Chinese Phonetic Similarity Estimator

Overview

The Chinese Phonetic Similarity Estimator provides a phonetic algorithm for indexing Chinese characters by sound. Given two Chinese words of the same length, the model determines the distances between the two words and also returns a few candidate words which are close to the given word(s).
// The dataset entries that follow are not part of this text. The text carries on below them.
PR #1519, opened 2021-10-13
Change "Pressure" to "Threshold" on the bindings tab

jamesbt365:
Changed pressure to deadzone in the bindings tab in otd to reduce confusion.

### DIFF
--- a/OpenTabletDriver.Console/Program.Commands.cs
+++ b/OpenTabletDriver.Console/Program.Commands.cs
@@ -83,7 +83,7 @@ namespace OpenTabletDriver.Console
                 var tipBinding = AppInfo.PluginManager.ConstructObject<IBinding>(name);
 
                 p.BindingSettings.TipButton = new PluginSettingStore(tipBinding);
-                p.BindingSettings.TipActivationPressure = threshold;
+                p.BindingSettings.TipActivationDeadzone = threshold;
             });
         }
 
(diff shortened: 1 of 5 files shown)


gonX:
I agree that pressure isn't the best wording, however I think we can do better than deadzone...

Maybe just use the wording "pressure threshold" or simply "threshold" instead of deadzone?

jamesbt365:
Converted to Threshold.

InfinityGhost:
This patch is all that is needed for the migration to work as intended. Existing settings (on master) will not be migrated, however as a development version I don't care that it won't be.
```diff
diff --git a/OpenTabletDriver.Desktop/Migration/SettingsMigrator.cs b/OpenTabletDriver.Desktop/Migration/SettingsMigrator.cs
index 0137a87c..4ae4aa24 100644
--- a/OpenTabletDriver.Desktop/Migration/SettingsMigrator.cs
+++ b/OpenTabletDriver.Desktop/Migration/SettingsMigrator.cs
@@ -62,6 +62,7 @@ namespace OpenTabletDriver.Desktop.Migration
                         }
                     )
                 );
+                profile.BindingSettings.TipActivationThreshold = old.TipActivationPressure;
                 profile.BindingSettings.PenButtons = SafeMigrateCollection(old.PenButtons);
                 profile.BindingSettings.AuxButtons = SafeMigrateCollection(old.AuxButtons);
             }
```

jamesbt365:
should be good to go.

jamesbt365:
should be good to go now.

gonX:
> Existing settings (on master) will not be migrated, however as a development version I don't care that it won't be.
What would be needed to make this possible on master? Alternatively, is the user informed of settings being dropped?

InfinityGhost:
> What would be needed to make this possible on master?

We would need some sort of versioning system for settings, which quickly becomes messy.

> Alternatively, is the user informed of settings being dropped?

Nope, it should just be filled with defaults instead. Might be worth doing in another PR.

InfinityGhost (approved):

PR #1568, opened 2021-10-29
Colorize entries in console tab based on LogLevel

Sublimelime:
A small enhancement PR to add code to colorize entries in the Console tab based on their LogLevel severity. Creates greater visual clarity (easy to spot errors quickly) and uses black text on light pastel colors to ensure readability with the exception of Fatal errors, which use white text on a dark red to really stand out.

An image of how it looks with different types of LogLevel messages printed out manually is attached. Open to feedback on the colors, and whether or not the Debug level should be colorized or remain black on white like Info still is.

Console coloration

### DIFF
--- a/OpenTabletDriver.UX/Controls/LogView.cs
+++ b/OpenTabletDriver.UX/Controls/LogView.cs
@@ -77,7 +77,7 @@ namespace OpenTabletDriver.UX.Controls
             };
 
             //Console coloring causes non-accelerated drawing on MacOS, cannot be done without performance hit
-            if (OpenTabletDriver.Interop.SystemInterop.CurrentPlatform != PluginPlatform.MacOS)
+            if (Interop.SystemInterop.CurrentPlatform != PluginPlatform.MacOS)
             {
                 messageList.CellFormatting += (_, entry) =>
                 {
--- a/OpenTabletDriver.UX/Controls/LogView.cs
+++ b/OpenTabletDriver.UX/Controls/LogView.cs
@@ -130,6 +130,7 @@ namespace OpenTabletDriver.UX.Controls
         private readonly GridView<LogMessage> messageList = new GridView<LogMessage>
         {
             AllowMultipleSelection = true,
+            GridLines = GridLines.None,
             Columns =
             {
                 new GridColumn
--- a/OpenTabletDriver.UX/Controls/LogView.cs
+++ b/OpenTabletDriver.UX/Controls/LogView.cs
@@ -99,8 +99,8 @@ namespace OpenTabletDriver.UX.Controls
                         entry.BackgroundColor = Colors.DarkRed;
                         break;
                     default:
-                        entry.ForegroundColor = Colors.Black;
-                        entry.BackgroundColor = Colors.White;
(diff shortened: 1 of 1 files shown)


jamesbt365:
How does this handle with gtk themes?

jamesbt365:
Turns out, they don't.
image

Sublimelime:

The code complies with the phonetic principles of Mandarin Chinese as guided by the Romanization defined in ISO 7098:2015. The model is based on the DimSim model.

Model Metadata

Domain Application Industry Framework Training Data Input Data Format
NLP Text Clustering/Phonetics Social Media Python N/A Chinese Text (utf-8 encoded)

References

Licenses

Component License Link
Model GitHub repository Apache 2.0 LICENSE
Model Weights N/A N/A
Model Code (3rd party) Apache 2.0 LICENSE
Test assets N/A N/A

Options available for deploying this model

This model can be deployed using the following mechanisms:

  • Run Locally as a library from PyPi: follow the instructions in the model README on GitHub

  • Deploy from Dockerhub:

    docker run -it -p 5000:5000 codait/max-chinese-phonetic-similarity-estimator
    
  • Deploy on Red Hat OpenShift:

    Follow the instructions for the OpenShift web console or the OpenShift Container Platform CLI in this tutorial and specify codait/max-chinese-phonetic-similarity-estimator as the image name.

  • Deploy on Kubernetes:

    kubectl apply -f https://raw.githubusercontent.com/IBM/MAX-Chinese-Phonetic-Similarity-Estimator/master/max-chinese-phonetic-similarity-estimator.yaml
    
  • Locally: follow the instructions in the model README on GitHub

Example Usage

You can test or use this model

Test the model using cURL

Once deployed, you can test the model from the command line. For example if running locally, run the following command through the terminal:

$ curl -X POST "http://localhost:5000/model/predict?first_word=%E5%A4%A7%E8%99%BE&second_word=%E5%A4%A7%E4%BE%A0&mode=simplifiedθ=1" -H  "accept: application/json"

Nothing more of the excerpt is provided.